■ WORK INSTRUCTIONS
Please copy out the entries until you have copied the line that contains "Source these from", beginning with the first line.

Saved data entries:
Content starts
Issue #12615, opened 2026-08-31
Onboarding motion constants bypass the token layer


tonio-alucema:
**What existing behavior does this improve?**
JavaScript-driven motion in the onboarding wizard. `AGENTS.md` requires every motion value in `ui/src/components/**` to come from the token layer in `ui/src/index.css`, but the onboarding motion constants are literals in TypeScript, so a change to the house curves does not reach them.

**Subsystem affected**
`ui/src/components/onboarding/` — chiefly `onboarding-motion.ts` and `SleepingZs.tsx`.

**Current behavior**
`ui/src/components/onboarding/onboarding-motion.ts` declares its easings and durations as literals, and two of them duplicate existing tokens exactly:

| Constant | Value | Token with the same value |
|---|---|---|
| `STEP_EASE` (line 8) | `[0.16, 1, 0.3, 1]` | `--motion-ease-out-expo` |
| `TAG_SWAP_EASE` (line 84) | `[0.4, 0, 0.2, 1]` | `--motion-ease-standard` |

Durations are literal seconds throughout — `0.28` (lines 15, 47), `0.55` (56), `0.34` (85), `0.26` (86), `0.12` (105), `0.22` (109). `SleepingZs.tsx` does the same with its own curve (`[0.39, 0.575, 0.565, 1]`, line 133) and its randomised flight durations.

Retuning `--motion-ease-standard` or the `--motion-duration-*` tier therefore changes CSS-driven motion across the app while the onboarding wizard keeps its old feel, and the two drift apart silently.

**Proposed behavior**
Source these from the token layer, so there is one place to tune motion.

The obstacle worth naming up front: `motion/react` needs numbers and cubic-bezier arrays, while tokens are CSS strings, so this cannot be a plain `var()` substitution. There is already a precedent for the conversion — `parseCssTimeMs` in `ui/src/components/task-chat/motion-tokens.ts:87` — and that file's `MOTION_TOKENS` registry is the obvious model for naming what onboarding consumes.

Worth deciding as part of this: whether `scripts/check-token-gates.mjs` grows a fifth gate for literal easing arrays and durations in `ui/src/components/**/*.ts{,x}`. It currently runs four gates — colour literals, arbitrary bracket values, raw `font-size`, legacy `hsl(var())` — and passes clean on this code, which is why the drift was never caught mechanically.

**Reason and benefit**
[...]

PR #12726, opened 2026-09-02
Onboarding: Figma pass over the tenant arc

tonio-alucema:
## Thinking Path

> - Signing up crosses two codebases: `paperclip-cloud` names the organization, then hands off to the tenant wizard in `ui/`, which creates the first agent, connects a model, and launches the first task
> - The two halves were designed at different times, so they did not look like one product, and the tenant's connect step arrived with a model source already chosen
> - A step that opens on an answer is not asking a question. A customer could pass the model step having touched none of it, and be hired against whatever the saved draft happened to carry
> - This pull request takes the four tenant steps to the current design, and makes the model choice explicit: nothing is selected on arrival, and the step cannot advance until the customer selects something they can see
> - The benefit is that the walk reads as one product, and no agent is hired against a model the customer never picked

No existing issue covers this. Described in-PR, as a bug report.

**What happened**

The onboarding connect step opened with a model source already selected, and its
sign-in panel already showing. The step advanced whether or not the customer
touched it.

A saved draft made this worse. The draft records an adapter, and the step read
that record as "the customer chose this". Two cases followed:

- The registry no longer carries the adapter. The row hides it. Nothing is
  highlighted, no input panel opens, and the button still advances.
- The adapter is in the advanced list but not the tile row. The row never shows
  it. Same result.

In both cases the step shows an unanswered question and hires against a name the
customer cannot see.

**What was expected**

The step asks which model to connect. It should show that nothing is chosen
until the customer chooses, and it should not advance until they do.

**Steps to reproduce**

1. Start onboarding and reach "Connect a model".
2. Look at the two source tiles. One is already selected.
3. Press Next without touching the row. The wizard advances and hires.

**Environment**

Tenant UI (`ui/`), all environments. Present on `master` before this PR.

**Related**

- paperclipai/paperclip-cloud#334 — the naming step before the hand-off
- paperclipai/paperclip-id#66 — the front door and code step before that
- #12615 — motion tokens in `onboarding-motion.ts` (pre-existing, out of scope here)

## What Changed

- The connect step opens with no source selected. `sourcePicked` starts false unless a saved draft carries one.
- The step cannot advance until a source is selected in the visible row. The gate reads `sourceSelected`, not `sourcePicked`.
- The snap effect, which replaces an adapter the registry no longer carries, now clears the selection. The snap removes a choice; it does not make one.
- The input canvas opens only for a selected source. It also opened for a pending sign-in, which put a provider panel on a step that had asked nothing.
- Tile selection is a fill, not a border. Both tiles keep the same border.
- The close control is removed from every step of the wizard.
- The arc draws to a 424px column, not 480px. The name field fills that column, is 44px tall, and is filled rather than outlined.
- The forward button reads "Next" through the arc, and "Get started" on the last step.
- The login spinner reads "Preparing...". The OAuth panels number their two fields and show the URL above the code.
- Storybook: the arc stories wait for the destination heading, not for a button name. The entry draft no longer names an adapter.
- e2e: three specs select a source before they advance, and wait for the button to be enabled.

## Verification

```
cd ui && npx vitest run src/components src/adapters src/pages storybook
```

3401 passed, 339 files.

```
cd ui && npx tsc -p tsconfig.json --noEmit
node scripts/check-token-gates.mjs
```

Both clean.

Each new test was checked against the fix reverted, so none of them passes
against the defect:

- `will not advance on a saved adapter the step no longer offers` fails when the snap does not clear the selection.
- `will not advance on a saved adapter the row does not show` fails when the gate reads `sourcePicked`.
- Neither stands in for the other. Each passes with the other half rolled back.

Screens were compared against the design frames in Storybook at
`onboarding-agent-arc--*`.

**One test was removed**, not replaced: `hydrates again when the same company
comes back through onboarding`. It closed the wizard with the close control,
which no longer exists. Three substitutes were written and each one passed
against a wizard with the behaviour deleted, so none of them tested anything.
The reason is recorded in the file where the test stood. What the hydration
marker guards is still covered by `seeds the lead agent's instructions with the
mission it was never asked for`.

## Risks

**The wizard has no exit.** This is deliberate. Nothing downstream of the
connect step works until a model is connected, so an exit there opens onto a
broken app.

One entrance is not covered by that reasoning. `SidebarCompanyMenu.tsx:323`
opens the wizard at step 1 for "create a new organization". An existing user who
starts that and changes their mind cannot leave. `handleClose` is now reachable
only from `onOpenChange`, which nothing fires. This is known and not fixed here.

**Behavioural shift.** A customer who returns to a draft that named a model
source now has to select it again. This is intended: the previous behaviour is
the defect above. No data is lost — the draft still records the adapter.

Everything else is presentation. No migration, no API change, no change to what
is written to the server.

## Model Used

Claude Opus 5 (`claude-opus-5`), extended thinking, run through Claude Code with
tool use and code execution.

## Checklist

- [ ] I have updated relevant documentation to reflect my changes — no user-facing docs cover the wizard's steps
- [ ] All Paperclip CI gates are green — re-running after the e2e and gating fixes

### DIFF
--- a/tests/e2e/conference-room-typing-intro.spec.ts
+++ b/tests/e2e/conference-room-typing-intro.spec.ts
@@ -82,10 +82,22 @@ async function runOnboardingWizard(page: Page, companyName: string) {
   // name and hires under the neutral `general` role.
   await page.waitForSelector("#onboarding-agent-name", { timeout: 30_000 });
   await page.locator("#onboarding-agent-name").fill("Ada");
-  await page.getByRole("button", { name: /^Next/ }).click();
+  await page.getByRole("button", { name: /^Next$/ }).click();
 
-  // Step 4: adapter (claude_local default); heartbeat is intercepted.
-  await page.getByRole("button", { name: /^Connect$/ }).click();
+  // Step 4: pick a model source, then advance. Nothing is selected on arrival
+  // — the row is a question, not a confirmation — so the CTA is disabled until
+  // a tile is pressed. By role rather than by label: which adapters the tiles
+  // offer depends on the registry this environment reports.
+  const source = page.getByRole("radio").first();
+  await source.waitFor({ timeout: 30_000 });
+  await source.click();
+
+  // The forward button reads "Next" here too, so wait for it to enable rather
+  // than for it to appear — it is already on screen, disabled, and clicking a
+  // disabled button raises nothing and does nothing.
+  const connectNext = page.getByRole("button", { name: /^Next$/ });
+  await expect(connectNext).toBeEnabled({ timeout: 30_000 });
+  await connectNext.click();
 
   // Step 5: review → Get started creates the first task and opens its
   // detail page.
--- a/tests/e2e/onboarding.spec.ts
+++ b/tests/e2e/onboarding.spec.ts
@@ -219,9 +219,17 @@ test.describe("Onboarding wizard", () => {
     await page.locator("#onboarding-agent-name").fill("Ada");
     await page.getByRole("button", { name: "Next" }).click();
 
-    // Step 4 (Connect a model): the default adapter is claude_local, and the
-    // signal above reports no ready credential, so the login panel must show
-    // with no button to reuse a saved login.
+    // Step 4 (Connect a model): pick a source. The step arrives with nothing
+    // selected — the tile row is a question, not a confirmation — and the login
+    // panel is what the answer opens, so there is nothing to assert until one
+    // is pressed. By role rather than by label, because which adapters the row
+    // offers depends on the registry this environment reports.
+    const source = page.getByRole("radio").first();
+    await source.waitFor({ timeout: 30_000 });
+    await source.click();
+
+    // The signal above reports no ready credential, so the login panel must now
+    // show, with no button to reuse a saved login.
     //
     // The panel names the provider rather than the plumbing it runs on, so this
     // title is per-adapter. "Sign in to the environment" is now only the fallback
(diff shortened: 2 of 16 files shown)


tonio-alucema:
Thanks — the gating defect was real, and it had a second shape you did not name.

**Fixed in 776879f08.**

Your case: a saved draft names an adapter outside `recommendedAdapters`, so
`sourcePicked` stays true, no tile reads as chosen, and Next advances against the
hidden name. Correct.

The fix needed two changes, because there are two ways in and they do not share a
cause.

1. **The adapter is gone from the registry entirely.** The snap effect at
   `OnboardingWizard.tsx:1070` replaces it with the first visible one, which is
   right — but it left `sourcePicked` true, so the replacement arrived *already
   chosen*: a filled tile and an open sign-in panel on a step nobody had
   answered. That re-creates by the back door exactly the preselection this PR
   removes. The snap now clears the pick. It removes a choice; it does not make
   one.

2. **The adapter is in the advanced list but not the tile row.** The snap's
   "visible" is recommended *plus* advanced, so a saved `opencode_local`
   satisfies it and is left alone — while the row, which is
   `recommendedAdapters`, never shows it. No snap fires here, so only the gate
   catches it. It now reads `sourceSelected` (off the visible row) rather than
   `sourcePicked` (off the draft).

Both are tested, and I checked each test against the *other* half reverted:
`will not advance on a saved adapter the step no longer offers` still passes with
the gate rolled back, and `will not advance on a saved adapter the row does not
show` still passes with the snap rolled back. So neither test stands in for the
other, and neither passes against the defect.

**On the motion token** (`CANVAS_ENTER_TRAVEL` in `onboarding-motion.ts`): that
file states every travel distance as a raw number — `CANVAS_CONTENT_TRAVEL` and
`TAG_SWAP_TRAVEL` are both plain constants on `master`. The new one follows its
neighbours rather than introducing a second convention beside them. Moving the
whole file onto the token layer is tracked in #12615, filed earlier for exactly
this; doing it here would mix a token migration into a design pass.

tonio-alucema:
Valid, and fixed in aa2bb47ca.

You were right that the keystroke bypassed the gate. The cause was that the
condition was written out twice: when the button gained `sourceSelected` and
`adapterEnvLoading`, `handleKeyDown` kept the shorter list it was written with.
Patching the keyboard to match today's button would leave the same drift for the
next condition, so both now ask one predicate, `connectStepReady`.

`loading` stays out of that predicate deliberately — the keyboard returns on it
before reaching any step, for a reason particular to keystrokes: a second Enter
re-enters a handler whose guard is state the first has not written yet.

One note on the test, because the first version of it was wrong in a way worth
recording. I wrote it against a saved `opencode_local` — non-recommended, so
absent from the tile row — and it passed. It also passed with the fix reverted:
`opencode_local` bails inside `handleGiveHeartbeat` before the hire, so `hire`
was never called whether the gate existed or not. The assertion held for a
reason that had nothing to do with the defect.

The committed version goes through the snap path instead: a saved adapter the
registry no longer carries is replaced with `claude_local` and the pick cleared,
so the row shows two tiles with neither chosen, and a keystroke that gets
through hires a real, offerable adapter nobody selected. That version fails with
the keyboard condition rolled back, and fails on the tile assertion with the
snap's clear rolled back.

3402 tests passing, typecheck and token gates clean.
Content ends
■ FINISHED EXERCISE
Issue #12615, opened 2026-08-31
Onboarding motion constants bypass the token layer


tonio-alucema:
**What existing behavior does this improve?**
JavaScript-driven motion in the onboarding wizard. `AGENTS.md` requires every motion value in `ui/src/components/**` to come from the token layer in `ui/src/index.css`, but the onboarding motion constants are literals in TypeScript, so a change to the house curves does not reach them.

**Subsystem affected**
`ui/src/components/onboarding/` — chiefly `onboarding-motion.ts` and `SleepingZs.tsx`.

**Current behavior**
`ui/src/components/onboarding/onboarding-motion.ts` declares its easings and durations as literals, and two of them duplicate existing tokens exactly:

| Constant | Value | Token with the same value |
|---|---|---|
| `STEP_EASE` (line 8) | `[0.16, 1, 0.3, 1]` | `--motion-ease-out-expo` |
| `TAG_SWAP_EASE` (line 84) | `[0.4, 0, 0.2, 1]` | `--motion-ease-standard` |

Durations are literal seconds throughout — `0.28` (lines 15, 47), `0.55` (56), `0.34` (85), `0.26` (86), `0.12` (105), `0.22` (109). `SleepingZs.tsx` does the same with its own curve (`[0.39, 0.575, 0.565, 1]`, line 133) and its randomised flight durations.

Retuning `--motion-ease-standard` or the `--motion-duration-*` tier therefore changes CSS-driven motion across the app while the onboarding wizard keeps its old feel, and the two drift apart silently.

**Proposed behavior**
Source these from the token layer, so there is one place to tune motion.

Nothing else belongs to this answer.